What the task asks: The entries shown below are to be printed in full, unaltered.

┌────────

PR #2232, opened 2018-11-01
Brings back relative width in trace query screen

codefromthecrypt:
This fixes a bug in the trace query screen and reorganizes code to more
easily tell which screens need which data from the trace summary.

Before:
screen shot 2018-11-01 at 4 56 19 pm

After:
screen shot 2018-11-01 at 4 55 35 pm

### DIFF
--- a/zipkin-ui/js/component_ui/traceSummary.js
+++ b/zipkin-ui/js/component_ui/traceSummary.js
@@ -108,11 +108,19 @@ export function getServiceName(span) {
   return allServiceNames.length === 0 ? null : allServiceNames[0];
 }
 
-function getSpanTimestamps(spans) {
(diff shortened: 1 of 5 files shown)


zipkin-ui/js/component_ui/traceSummary.js
```diff
@@ -227,40 +231,32 @@ export function traceSummariesToMustache(serviceName = null, traceSummaries, utc
     return [];
   } else {
     const traceSummariesCleaned = removeEmptyFromArray(traceSummaries);
-    const maxDuration = Math.max(...traceSummariesCleaned.map((s) => s.duration)) / 1000;
```
codefromthecrypt, line 230: this was the bug. all the data are in microseconds, yet somehow this line thought it should be millis :P

Issue #998, opened 2016-02-24
The total time of each span seems incorrect


lycplus:
In the summary page (home page)，zipkin will show a summary time of each span below each trace. We have many redis spans each costs 300us+, but in the summary page, it shows `redis * 232 5ms`,`5ms/232=21.5us`, so, I think, may be the summary data is incorrect.

shakuzen:
As far as I can tell from spot checking with the latest version of Zipkin, it appears the time shown on the traces view for each service name is the **longest** span duration for that service name, which perhaps isn't apparent.

codefromthecrypt:
@liyichao check this out.. it is confirmed (even if not necessarily the right thing to do) #2234

lycplus:
Then I misunderstand the meaning, which is not that straightforward. Close the issue if you think it is not a problem.

codefromthecrypt:
there was a bug actually.. https://github.com/openzipkin/zipkin/pull/2235

codefromthecrypt:
#2488 will add some clarifications also

PR #2234, opened 2018-11-03
Changes index page to order services descending by max span duration

codefromthecrypt:
I figured out what "max" was in the index page. It corresponds to the
longest duration span in the trace, as attributed to a specific service.

This orders the search results descending by the most likely culprit,
using relevant time units to prevent minutes from showing as huge counts
of milliseconds, or short traces showing up as zero.

Before:
screen shot 2018-11-03 at 3 18 38 pm

After: (notice the slowest service is the first one listed)
screen shot 2018-11-03 at 3 18 30 pm

### DIFF
--- a/zipkin-ui/test/component_data/default.test.js
+++ b/zipkin-ui/test/component_data/default.test.js
@@ -13,10 +13,10 @@ describe('convertSuccessResponse', () => {
       duration: 168.731,
       durationStr: '168.731ms',
       width: 100,
-      totalSpans: 2,
-      serviceDurations: [
-        {name: 'backend', count: 1, max: 111},
-        {name: 'frontend', count: 2, max: 168}
+      spanCount: 2,
+      serviceSummaries: [
+        {serviceName: 'frontend', spanCount: 2, maxSpanDurationStr: '168.731ms'},
+        {serviceName: 'backend', spanCount: 1, maxSpanDurationStr: '111.121ms'}
       ],
       infoClass: ''
     };
@@ -38,10 +38,10 @@ describe('convertSuccessResponse', () => {
       duration: 168.731,
       durationStr: '168.731ms',
       width: 100,
-      totalSpans: 2,
-      serviceDurations: [
-        {name: 'backend', count: 1, max: 111},
-        {name: 'frontend', count: 2, max: 168}
+      spanCount: 2,
+      serviceSummaries: [
+        {serviceName: 'frontend', spanCount: 2, maxSpanDurationStr: '168.731ms'},
+        {serviceName: 'backend', spanCount: 1, maxSpanDurationStr: '111.121ms'}
       ],
       infoClass: '',
       servicePercentage: 65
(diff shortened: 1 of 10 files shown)


codefromthecrypt:
cc @tacigar

codefromthecrypt:
ps I asked @narayaruna offline and basically a "don't care" response as this isn't a very important change. I agree that it isn't important for analysis.. the main goal of this specific change is understanding what the code does so that we can complete v2 refactoring (#2217) which will let us do a UI replacement easier as discussed at LINE https://cwiki.apache.org/confluence/display/ZIPKIN/2018-10-29+Zipkin+UI+at+LINE+Tokyo

so yeah, this is in the weeds, likely not much notable help to end users, but it is a part of becoming better in a different sense (the UI revamp by @tacigar)

/me ends blathering

zipkin-ui/test/component_data/default.test.js
```diff
@@ -61,9 +61,9 @@ describe('convertSuccessResponse', () => {
       duration: 0.017,
       durationStr: '17μ',
       width: 100,
-      totalSpans: 1,
-      serviceDurations: [
-        {name: 'backend', count: 1, max: 0} // TODO: figure out what max means
```
codefromthecrypt, line 66: most important change was removing this TODO :P

zipkin-ui/test/component_data/trace.test.js
```diff
@@ -212,10 +212,10 @@ describe('convertSuccessResponse', () => {
       duration: '168.731ms',
       services: 2,
       depth: 2,
-      totalSpans: 2,
-      serviceCounts: [
-        {name: 'backend', count: 1, max: 111},
-        {name: 'frontend', count: 2, max: 168}
+      spanCount: 2,
+      serviceNameAndSpanCounts: [
+        {serviceName: 'backend', spanCount: 1},
```
codefromthecrypt, line 217: second most important change (to me) was removing dead data as it helps us understand what is needed by which screen

zipkin-ui/test/component_data/trace.test.js
```diff
@@ -262,10 +262,10 @@ describe('convertSuccessResponse', () => {
 
     const timeMarkers = [
       {index: 0, time: ''},
-      {index: 1, time: '3.4000000000000004μ'},
-      {index: 2, time: '6.800000000000001μ'},
-      {index: 3, time: '10.2μ'},
-      {index: 4, time: '13.600000000000001μ'},
```
codefromthecrypt, line 268: 3rd change is the actual UI nicies, like this horrible rendering of fractions of a us :D

shakuzen:
What that duration even meant was confusing to users and a ticket was opened long ago: https://github.com/openzipkin/zipkin/issues/998. I had never really paid much attention to it before, but I agree it isn't clear what it means. This change seems to be an improvement for people who understand what it means in the first place.

codefromthecrypt:
merged for reason tommy mentioned. we can kill the confusion beast with each change like this.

└────────

Completed exercise:
PR #2232, opened 2018-11-01
Brings back relative width in trace query screen

codefromthecrypt:
This fixes a bug in the trace query screen and reorganizes code to more
easily tell which screens need which data from the trace summary.

Before:
screen shot 2018-11-01 at 4 56 19 pm

After:
screen shot 2018-11-01 at 4 55 35 pm

### DIFF
--- a/zipkin-ui/js/component_ui/traceSummary.js
+++ b/zipkin-ui/js/component_ui/traceSummary.js
@@ -108,11 +108,19 @@ export function getServiceName(span) {
   return allServiceNames.length === 0 ? null : allServiceNames[0];
 }
 
-function getSpanTimestamps(spans) {
(diff shortened: 1 of 5 files shown)


zipkin-ui/js/component_ui/traceSummary.js
```diff
@@ -227,40 +231,32 @@ export function traceSummariesToMustache(serviceName = null, traceSummaries, utc
     return [];
   } else {
     const traceSummariesCleaned = removeEmptyFromArray(traceSummaries);
-    const maxDuration = Math.max(...traceSummariesCleaned.map((s) => s.duration)) / 1000;
```
codefromthecrypt, line 230: this was the bug. all the data are in microseconds, yet somehow this line thought it should be millis :P

Issue #998, opened 2016-02-24
The total time of each span seems incorrect


lycplus:
In the summary page (home page)，zipkin will show a summary time of each span below each trace. We have many redis spans each costs 300us+, but in the summary page, it shows `redis * 232 5ms`,`5ms/232=21.5us`, so, I think, may be the summary data is incorrect.

shakuzen:
As far as I can tell from spot checking with the latest version of Zipkin, it appears the time shown on the traces view for each service name is the **longest** span duration for that service name, which perhaps isn't apparent.

codefromthecrypt:
@liyichao check this out.. it is confirmed (even if not necessarily the right thing to do) #2234

lycplus:
Then I misunderstand the meaning, which is not that straightforward. Close the issue if you think it is not a problem.

codefromthecrypt:
there was a bug actually.. https://github.com/openzipkin/zipkin/pull/2235

codefromthecrypt:
#2488 will add some clarifications also

PR #2234, opened 2018-11-03
Changes index page to order services descending by max span duration

codefromthecrypt:
I figured out what "max" was in the index page. It corresponds to the
longest duration span in the trace, as attributed to a specific service.

This orders the search results descending by the most likely culprit,
using relevant time units to prevent minutes from showing as huge counts
of milliseconds, or short traces showing up as zero.

Before:
screen shot 2018-11-03 at 3 18 38 pm

After: (notice the slowest service is the first one listed)
screen shot 2018-11-03 at 3 18 30 pm

### DIFF
--- a/zipkin-ui/test/component_data/default.test.js
+++ b/zipkin-ui/test/component_data/default.test.js
@@ -13,10 +13,10 @@ describe('convertSuccessResponse', () => {
       duration: 168.731,
       durationStr: '168.731ms',
       width: 100,
-      totalSpans: 2,
-      serviceDurations: [
-        {name: 'backend', count: 1, max: 111},
-        {name: 'frontend', count: 2, max: 168}
+      spanCount: 2,
+      serviceSummaries: [
+        {serviceName: 'frontend', spanCount: 2, maxSpanDurationStr: '168.731ms'},
+        {serviceName: 'backend', spanCount: 1, maxSpanDurationStr: '111.121ms'}
       ],
       infoClass: ''
     };
@@ -38,10 +38,10 @@ describe('convertSuccessResponse', () => {
       duration: 168.731,
       durationStr: '168.731ms',
       width: 100,
-      totalSpans: 2,
-      serviceDurations: [
-        {name: 'backend', count: 1, max: 111},
-        {name: 'frontend', count: 2, max: 168}
+      spanCount: 2,
+      serviceSummaries: [
+        {serviceName: 'frontend', spanCount: 2, maxSpanDurationStr: '168.731ms'},
+        {serviceName: 'backend', spanCount: 1, maxSpanDurationStr: '111.121ms'}
       ],
       infoClass: '',
       servicePercentage: 65
(diff shortened: 1 of 10 files shown)


codefromthecrypt:
cc @tacigar

codefromthecrypt:
ps I asked @narayaruna offline and basically a "don't care" response as this isn't a very important change. I agree that it isn't important for analysis.. the main goal of this specific change is understanding what the code does so that we can complete v2 refactoring (#2217) which will let us do a UI replacement easier as discussed at LINE https://cwiki.apache.org/confluence/display/ZIPKIN/2018-10-29+Zipkin+UI+at+LINE+Tokyo

so yeah, this is in the weeds, likely not much notable help to end users, but it is a part of becoming better in a different sense (the UI revamp by @tacigar)

/me ends blathering

zipkin-ui/test/component_data/default.test.js
```diff
@@ -61,9 +61,9 @@ describe('convertSuccessResponse', () => {
       duration: 0.017,
       durationStr: '17μ',
       width: 100,
-      totalSpans: 1,
-      serviceDurations: [
-        {name: 'backend', count: 1, max: 0} // TODO: figure out what max means
```
codefromthecrypt, line 66: most important change was removing this TODO :P

zipkin-ui/test/component_data/trace.test.js
```diff
@@ -212,10 +212,10 @@ describe('convertSuccessResponse', () => {
       duration: '168.731ms',
       services: 2,
       depth: 2,
-      totalSpans: 2,
-      serviceCounts: [
-        {name: 'backend', count: 1, max: 111},
-        {name: 'frontend', count: 2, max: 168}
+      spanCount: 2,
+      serviceNameAndSpanCounts: [
+        {serviceName: 'backend', spanCount: 1},
```
codefromthecrypt, line 217: second most important change (to me) was removing dead data as it helps us understand what is needed by which screen

zipkin-ui/test/component_data/trace.test.js
```diff
@@ -262,10 +262,10 @@ describe('convertSuccessResponse', () => {
 
     const timeMarkers = [
       {index: 0, time: ''},
-      {index: 1, time: '3.4000000000000004μ'},
-      {index: 2, time: '6.800000000000001μ'},
-      {index: 3, time: '10.2μ'},
-      {index: 4, time: '13.600000000000001μ'},
```
codefromthecrypt, line 268: 3rd change is the actual UI nicies, like this horrible rendering of fractions of a us :D

shakuzen:
What that duration even meant was confusing to users and a ticket was opened long ago: https://github.com/openzipkin/zipkin/issues/998. I had never really paid much attention to it before, but I agree it isn't clear what it means. This change seems to be an improvement for people who understand what it means in the first place.

codefromthecrypt:
merged for reason tommy mentioned. we can kill the confusion beast with each change like this.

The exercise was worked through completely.